8. "All The More To Wonder": This song is a Who What Where and When of people-watching. There's some micro-relationship that forms when we watch people live their lives, even from a distance. And it always seems to move from detached observation to more active introspection. This song is about the crossing of that line.

9. "Cry On The Flowers": This is a song about the process of catharsis. It's the tale of a woman who has closed herself up for self-protection, and who is now releasing all of her pain and suffering, and tiny step by tiny step, opening up and reemerging back into the world.

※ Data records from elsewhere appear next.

PR #229, opened 2026-06-09
Add security policy

### LINKED ISSUE #228: Add a security policy
Please add a security policy (and possibly enable GHSAs as a way to accept reports), as currently it is unclear where private vulnerability reports should go. As a result, they end up in the PSRT's mailbox. If you need help reviewing any such policies, feel free to ping me :-)

Himanshuagrawal4:
## Summary
- add a SECURITY.md for pyproject-hooks
- point security reporters to PyPA's security reporting guidelines
- note that security issues should not be reported in the public issue tracker

Closes #228.

## Validation
- git diff --check

### DIFF
--- a/SECURITY.md
+++ b/SECURITY.md
@@ -1,0 +1,6 @@
+Security Policy
+===============
+
+To report a security issue, please follow the special [security reporting
+guidelines](https://packaging.python.org/en/latest/security/). Do not report
+security issues in the public issue tracker.


SECURITY.md
```diff
@@ -0,0 +1,6 @@
+Security Policy
+===============
+
+To report a security issue, please follow the special [security reporting
+guidelines](https://packaging.python.org/en/latest/security/). Do not report
```
pfmoore, line 5: This link doesn't exist.

notatallshaw: Yes, this PR is nonsense, PyPA has no organizational level security reporting process, it is up to individual projects to determine their security policy. 

I would strongly suggest that only maintainers should open a PR to fix https://github.com/pypa/pyproject-hooks/issues/228

Himanshuagrawal4:
Thanks for the review. You're right: the link I used is not valid for this project, and setting a PyPA-level reporting policy is a maintainer-owned decision. I'm closing this PR to avoid adding misleading security guidance. Sorry for the noise.

Issue #767, opened 2019-06-07
Removal of hashicorp/terraform/flatmap dependency


radeksimko:
👋 

We're currently in first planning phases of decoupling `hashicorp/terraform`'s `helper` packages into what we'll soon call SDK. As part of preparation work for this decoupling I have analysed all active official providers and found OpenStack to be using one particular legacy package - `flatmap`.

https://github.com/terraform-providers/terraform-provider-openstack/search?q=flatmap&unscoped_q=flatmap

There's no particular deadline we set for sunsetting that package and removing it from Terraform's core, but there are some chances it might not make it to the initial decoupled version of SDK which will otherwise be more or less copy and compatible with the API currently exposed via `helper` packages in Terraform.

It seems that this package is only used for extraction of 1 field from the `map[string]string` state exposed to the test framework. The future SDK (not the initial one) is likely going to use [cty](https://github.com/zclconf/go-cty) to represent typed data from state/configuration. Terraform 0.12 already uses cty internally, but there's more work to do in regards to exposing this fact to providers.

Therefore there isn't any more elegant solution at this point other than hard-coding the test data as `[]interface{}` - this is what pretty much all other (official) providers do today.

jtopjian:
This should be resolved in #772. As the comments in #772 states: I don't believe it's a full solution (we'll need to revisit with a more modern method of inspecting the state of test resources), but at least our dependency on flatmap is gone.

PR #772, opened 2019-06-14
Acc Tests: Remove flatmap

jtopjian:
For #767 

This commit removes the flatmap package from tests since it has been
deprecated.

I have a feeling that this is not a permanent solution. In the future, we will still need to modify the tests to account for a new way of parsing the state. But at least we have removed flatmap, which is a good first step.

It's also unfortunate that I had to disable some VPN checks, but I have no way of testing them.

I've also moved `testAccCheckNetworkingV2Tags` out of `utils.go` and into a test file since I think that's the better location.

Finally, I renamed some VPN files to follow proper naming conventions. I understand that's not part of this fix, but figured it was small enough to do here.


huangtianhua:
recheck stable/mitaka

huangtianhua:
recheck stable/stein

bzhaoopenstack:
recheck

bzhaoopenstack:
recheck stable/mitaka

bzhaoopenstack:
recheck stable/stein

Issue #760, opened 2019-06-01
QoS policies and rules support


ozerovandrei:
This provider should support OpenStack Networking V2 QoS policies, rules and `qos_policy_id` field in the network and port resources.

Upstream progress is tracked in [#1027](https://github.com/gophercloud/gophercloud/issues/1027).

ozerovandrei:
@jtopjian I was thinking about design of those resources and I think that it is better to implement it in that way:
 - `qos_policy_id` field in the existing network and port resources/datasources;
 - `qos_policy` resource/datasource that won't contain any rules given that this field is too dynamic;
 - `qos_bandwidth_limit_rule` resource/datasource;
 - `qos_dscp_marking_rule` resource/datasource;
 - `qos_minimum_bandwidth_rule` resource/datasource.

What do you think?

jtopjian:
@ozerovandrei Yep, that sounds good to me.

Just to confirm, though, the resource names will be something like `openstack_networking_qos_policy_v2`, `openstack_networking_qos_bandwidth_limit_rule_v2`, etc. I know some of these names will be quite long, but it'll be consistent with other names.

ozerovandrei:
Yeah they will have exactly those names.

PR #774, opened 2019-06-16
Networking V2: add QoS Policy resource

ozerovandrei:
Implement "openstack_networking_qos_policy_v2" resource with acceptance
tests and website documentation.

For #760

### DIFF
--- a/openstack/types.go
+++ b/openstack/types.go
@@ -12,6 +12,7 @@ import (
 
 	"github.com/gophercloud/gophercloud/openstack/networking/v2/extensions/layer3/floatingips"
 	"github.com/gophercloud/gophercloud/openstack/networking/v2/extensions/layer3/routers"
+	"github.com/gophercloud/gophercloud/openstack/networking/v2/extensions/qos/policies"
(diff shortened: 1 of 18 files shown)


openstack/types.go
```diff
@@ -306,3 +307,9 @@ type SiteConnectionCreateOpts struct {
 	siteconnections.CreateOpts
 	ValueSpecs map[string]string `json:"value_specs,omitempty"`
 }
+
+// QoSPolicyCreateOpts represents the attributes used when creating a new QoS policy.
+type QoSPolicyCreateOpts struct {
```
jtopjian: nit: add this to `openstack/networking_qos_policy_v2.go`. The remaining types that are in `types.go` are resources that still need to be cleaned up (I think there are a few networking ones in queue? The VPN ones are untouched).

ozerovandrei: Not really. Some of them were already refactored.
But I will have this in mind and those types will be migrated.

ozerovandrei:
recheck

ozerovandrei:
recheck

jtopjian:
recheck

PR #777, opened 2019-06-19
Readme: update Terraform and Go versions

ozerovandrei:
Use Go 1.12 and Terraform 0.12 in README.md.


kayrus:
what about the `.travis` file? is it used?

ozerovandrei:
@kayrus yeah, it should be updated in Travis config as well.
I don't think that we need `.go-version` since major popular providers (AWS, Google) don't have it. But I will ask about it in Slack.

ozerovandrei:
Official answer is:
```
tombuildsstuff [12:14 PM]
it’s an optional thing if you’re using GoEnv
it might be worth doing if you use a different version of Go on your machine, but we tend to stick to the latest (or close enough) for 1.12.x
```

I don't think that we need it for that matter.

ozerovandrei:
recheck

PR #799, opened 2019-07-16
vpnaas_site_connection: Switch admin_state_up default to true

swegener:
because false is a bad default.


jtopjian:
Another option would be to remove the default value entirely and then use `d.GetOkExists` to see if `admin_state_up` was set in the config at all. This way, unspecified `admin_state_up` should implicitly default to true. However, `createOpts` is being defined as a Builder interface which makes this method difficult to do.

@ozerovandrei I think this is the best way to go for this fix. Changing the default value might impact some users but given `true` is most likely what everyone wants, I suspect the impact will be low (or none).

PR #815, opened 2019-08-01
Key manager v1: add secret data source

### LINKED ISSUE #813: Key Manager V1: Introduce secrets data source
`data.openstack_keymanager_secret_v1` is useful to get the existing secret payload, which wasn't created by terraform.

kayrus:
Resolves #813


kayrus:
@jtopjian @ozerovandrei ready for review. has to be checked in the local environment since openlab doesn't support the barbican yet. https://github.com/theopenlab/openlab/issues/324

10. "Paper Cranes": As we get older, and as life gets fuller and fuller with projects and people with whom we want to immerse ourselves, the days seem to get shorter and faster and foggier. I started imagining our lives as books of journal entries. And as our lives fill up and speed up, the pages start flying out of the book in furious fashion, leaving us almost empty. I'm not sure if there's a way to ever slow things down. But I liked the idea of those pages folding themselves into beautiful little birds, and if they're going to fly out of the book, they could at least fill the sky with origami memories.

11. "Wings Of No Restraint": This is a song about someone drifting off into an abyss. But more, it's a song about being that friend to a person who's drifting off into an abyss. I think we've all had the experience of watching someone we love come ungrounded. And it's a really sad helpless feeling. We do what we can to moor them back down. But sometimes, at a certain point, all we can do is watch them float away. And then sometimes we just can't bring ourselves to watch, anymore. And all we can do is drop our eyes and reel in our line. I think we've all been on either end of that line at one time or another. But it sure is a lonely feeling when one side of the line goes slack.



Danny Schmidt, I have seen him once, singing one song. At the Dutch Roots Of Heaven festival in 2005 he came running across the street in the rain from another location, to join in and have some fun on stage with The Hackensaw Boys. A rather odd combination. He seemed such a genuinely nice person, that I kept his name in mind and promised myself to check out his music, which I did.

Danny's seventh studio album is a beautiful production, with a crystal clear folk rock sound, played by cream of the crop musicians. A bit dark and moody, always intriguing and mysterious, inviting us to listen again and explore the deeper hidden meanings of the philosophical songs.

Danny is an authentic folk poet, old school in the best meaning of that expression. I love his compassionate voice with all its nuances and compelling persuasion. The female harmony vocals and the background choir are just gorgeous. After years and years of experience playing many solo shows, Danny is also a master on the acoustic guitar. My favorite tracks are touching "Faith Will Always Rise" and also "Paper Cranes" with that ominous electric guitar part. Danny's thoughts about friendship, describing "Wings Of No Restraint", are so moving. What else is there to say? Oh yes, I love these pretty pictures of the owls!